About us

Our strategy​

A strategy for sustainable long-term growth

Building our brands

We want customers to choose our brands first and recipients to be delighted to receive our cards and gifts.

We invest in our brands and build trust in the quality of our products and service. This trust drives customer loyalty and supports growth in our customer base as recipients become customers in their own right, reinforcing a cycle of connection, loyalty and growth.

  • Executed full-funnel marketing strategies at Moonpig in the UK and at Greetz, maintaining cost efficiency whilst expanding reach.
  • Expanded the reminders ecosystem to 113m through expanded customer opt-in, broader occasion coverage, more personalised reminder journeys and the introduction of SMS reminders.
  • Grown Moonpig Plus and Greetz Plus memberships to 1.2m, driving higher retention and repeat purchase behaviour.
  • Successfully increased adoption of tracked delivery, which is now chosen for more than 40% of UK card-only orders, improving reliability and customer confidence.
  • Progressed integration of Buyagift into the Moonpig brand architecture, laying the foundations for the launch of "Buyagift by Moonpig" and a refreshed visual identity in H1 FY27.

Evolving our range

We help customers create more personal and meaningful cards and gifts, using technology to make every occasion feel unique.

From AI creativity tools to fully editable card designs, we enable customers to create cards that reflect their relationships and occasions in a way that is difficult to replicate offline. More personalised cards help to drive stronger customer engagement, higher purchase frequency and deeper customer loyalty.

  • Expanded partnerships with trusted consumer brands including JoJo Maman Bébé, Next Flowers, Laura Ashley Flowers, Liz Earle and Soap & Glory, alongside new personalised card formats such as Create Your Own, supporting growth in gift attachment rate to 17.9%.
  • Transitioned Greetz flower supply to the Group’s strategic partner, improving quality and unit economics.
  • Extended the UK flower order cut-off to 11pm for next day delivery, increasing convenience for last-minute purchasers and strengthening our market-leading delivery proposition.
  • Expanded gifting ranges across Ireland, Australia and the US, supporting 33% revenue growth across New Markets and increasing customer lifetime value.
  • Repositioned the Experiences proposition around higher-demand categories and stronger branded partners, improving relevance for customers.

Leveraging data and technology

We harness our proprietary data to engage customers in a personalised and relevant way at key moments when they are ready to send a card or gift.

We hold 113m occasion reminders (30 April 2025: 101m) and train our recommendation algorithms across 374m cumulative transactions (30 April 2025: 337m)1, helping customers find the most relevant cards and gifts for every occasion.
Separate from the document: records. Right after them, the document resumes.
PR #1358, opened 2018-02-12
Python API: expose backoff_factor option

murlock:
By default, urllib3 doesn't use backoff when retries are
enabled. This commit introduce parameter to update it.

Following urllib3 documentation, backoff is used after second
try and will sleep by using formula:
{backoff factor} * (2 ^ ({number of total retries} - 1))

### DIFF
--- a/oio/common/http.py
+++ b/oio/common/http.py
@@ -31,6 +31,7 @@ READ_TIMEOUT = 30.0
 
 DEFAULT_POOLSIZE = 32
 DEFAULT_RETRIES = 0
+DEFAULT_BACKOFF = 0
 
 
 class CustomHTTPResponse(HTTPResponse):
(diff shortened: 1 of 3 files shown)


oio/common/http.py
```diff
@@ -268,11 +270,14 @@ def get_pool_manager(pool_connections=DEFAULT_POOLSIZE,
     :type pool_maxsize: `int`
     :param max_retries: number of retries per request
     :type max_retries: `int`
+    :param backoff_factor: backoff factor to apply between after second try
```
fvennetier: *to apply between **attempts** after second try*

oio/common/http.py
```diff
@@ -258,7 +259,8 @@ def pop(self, k, default=None):
 
 def get_pool_manager(pool_connections=DEFAULT_POOLSIZE,
                      pool_maxsize=DEFAULT_POOLSIZE,
-                     max_retries=DEFAULT_RETRIES):
+                     max_retries=DEFAULT_RETRIES,
+                     backoff_factor=DEFAULT_BACKOFF):
```
fvennetier: Don't forget to add `'backoff_factor'` [here](https://github.com/open-io/oio-sds/blob/4.1.12/oio/api/base.py#L26).

PR #1361, opened 2018-02-14
Manage multiple beanstalkd

jfsmig:


oio/event/beanstalk.py
```diff
@@ -413,18 +415,25 @@ class Beanstalk(object):
 
     @classmethod
     def from_url(cls, url, **kwargs):
+        if url is None or not url:
```
fvennetier: `if not url` is sufficient.

Issue #1163, opened 2017-09-07
Versioning is always unlimited regardless the configuration of the configuration


GuillaumeDelaporte:
Trying to set the max number of versions for an object, in the namespace configuration or forcing it at the container level, the number of versions is always unlimited.

fvennetier:
After PR #1250, versioning is still not enforced, but you can purge exceeding versions by running `openio container purge`. I see 3 possible evolutions:
1. refuse to add a new version when the limit is reached;
2. purge oldest versions on-the-fly (this is the original behavior);
3. keep the code as-is, and let the *Lifecycle* crawler purge the oldest versions.

PR #1363, opened 2018-02-15
CLI, lifecycle: delete exceeding object versions

AymericDu:
See #1163


oio/api/object_storage.py
```diff
@@ -1182,6 +1182,25 @@ def _m2_chunk_bean(url, meta, content):
                 "pos": meta["pos"],
                 "content": content}
 
+    def object_head(self, account, container, obj, full=False, **kwargs):
+        """
+        Check for the presence of an object in a container.
+
+        :param full: if true, check the presence of the chunks in the rawx
+        :type full: `bool`
+        """
```
fvennetier: I propose we extend this API with a `depth` parameter instead of `full`.
- `depth=0`: do not check chunks;
- `depth=1`: check if there are enough chunks to read the object;
- `depth=2`: check if all chunks are present.

tests/functional/container/test_lifecycle.py
```diff
@@ -402,3 +402,59 @@ def test_execute_expiration_on_missing_objects(self):
...
+    def test_execute_exceeding_version_expiration_without_versioning(self):
+        source = """
+        <LifecycleConfiguration>
+            <Rule>
+                <ID>rule1</ID>
+                <Filter>
+                </Filter>
+                <Status>Enabled</Status>
+                <ExceedingVersionExpiration>
+                </ExceedingVersionExpiration>
```
fvennetier: To be consistent, we may need to put that inside `<NonCurrentVersionExpiration>`, and make it configurable (independently from the versioning configuration of the container).

oio/api/object_storage.py
fvennetier: In the scope of this pull-request, you can stop at `trust_level=0` and `trust_level=2`, letting `trust_level=1` to another pull-request.

oio/cli/container/container.py
```diff
@@ -533,14 +533,25 @@ def get_parser(self, prog_name):
...
+        parser.add_argument(
+            '--max-versions', '--versioning',
+            metavar='<n>',
+            type=int,
+            help="""The number of versions to keep
+ (override the container configuration).
+ n<0 is unlimited number of versions.
+ n=0 is 1 version.
+ n>0 is n versions.
+"""
```
fvennetier: Specifying max-versions < 1 is not relevant.

PR #1375, opened 2018-03-02
Improve WORM mode

fvennetier:
WORM mode used to prevent DELETE operations. Now it also prevents PUT operations that could overwrite existing objects.


meta2v2/meta2_backend.c
```diff
@@ -1014,6 +1019,7 @@ meta2_backend_force_alias(struct meta2_backend_s *m2b, struct oio_url_s *url,
 		args.sq3 = sq3;
 		args.url = url;
 		args.ns_max_versions = meta2_max_versions;
+		args.worm_mode = oio_ns_mode_worm && !oio_ext_is_admin();
```
AymericDu: In `m2db_force_alias`, you don't check if worm mode is enabled.

PR #1382, opened 2018-03-13
Increase the timeouts involved in 'openio volume bootstrap'

jfsmig:
We now accept to lose 30s while connecting and 90s to the overall result.


oio/common/http.py
```diff
@@ -26,8 +26,8 @@
 
 urllib3 = patcher.import_patched('urllib3.__init__')
 
-CONNECTION_TIMEOUT = 2.0
-READ_TIMEOUT = 30.0
+CONNECTION_TIMEOUT = 10.0
```
murlock: CONNECTION_TIMEOUT is also exposed by oio/io.py, but http.CONNECTION_TIMEOUT seems only used by oio/base.py  (but they have now have different values).

oio/cli/admin/volume.py
```diff
@@ -219,13 +219,15 @@ def take_action(self, parsed_args):
 
         try:
             all_rawx = self.app.client_manager.admin.rdir_lb.assign_all_rawx(
-                    parsed_args.max_per_rdir)
+                    parsed_args.max_per_rdir,
+                    connection_timeout=30.0, read_timeout=90.0)
         except ClientException as exc:
             if exc.status != 481:
```
murlock: If exception is due to timeout, we'll hit the raise ?
maybe add a new except OioTimeout ?

PR #1385, opened 2018-03-15
meta1: Avoid losing the cache of managed prefixes

jfsmig:
Add checks around the refreshes of a meta0 cache in the meta1 services.


meta1v2/meta1_prefixes.c
```diff
@@ -322,6 +372,20 @@ meta1_prefixes_get_peers(struct meta1_prefixes_set_s *m1ps,
 	return a;
 }
 
+gboolean
+meta1_prefixes_is_empty(struct meta1_prefixes_set_s *m1ps)
```
AymericDu: This function isn't used

meta1v2/meta1_prefixes.c
```diff
@@ -78,6 +100,22 @@ meta1_prefixes_manage_all(struct meta1_prefixes_set_s *m1ps)
 
 /* NS operations ------------------------------------------------------------ */
 
+static guint8*
+_cache_from_all_m0l(const GSList *l)
+{
+	guint8 *result = g_malloc0(8192);
```
kamel-rahim: Where does `8192` come from?

jfsmig: The meta0 size is 64ki bits, 8ki bytes.
8192 is the size of the bitmap for managed prefixes.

As leaders in the online greeting card market, we capture nearly six times2 more data than our closest competitor, strengthening our comparative advantage over time.

1. Cumulative transactions as at 30 April 2026. All-time for Moonpig, from 1 September 2018 (post-acquisition) to 30 April 2026 for Greetz and from 13 July 2022 (post-acquisition) to 30 April 2026 for Experiences.

2. Source: OC&C October 2024. UK market share of 70%, compared to 12% for nearest competitor.

  • Expanded customer use of creative features including AI Stickers, Face Swap and Create Your Own cards, with more than half of all cards now including a personalised creative element.
  • Rolled out dynamic card galleries that personalise card selection based on recipient details, improving relevance and supporting conversion.
  • Enhanced search and product discovery through AI powered tagging and recommendation models, helping customers find more relevant cards and gifts.
  • Simplified sign-in and registration through passwordless login, reducing friction and improving conversion.
  • Expanded AI-enabled customer service, which now resolves around one third of customer contacts, improving speed, cost-to-serve and customer satisfaction.
  • Invested in in-house fulfilment capabilities including giant card fabrication and automated parcel sortation, improving operational efficiency and enabling a broader range of delivery and upsell options to support average order value growth.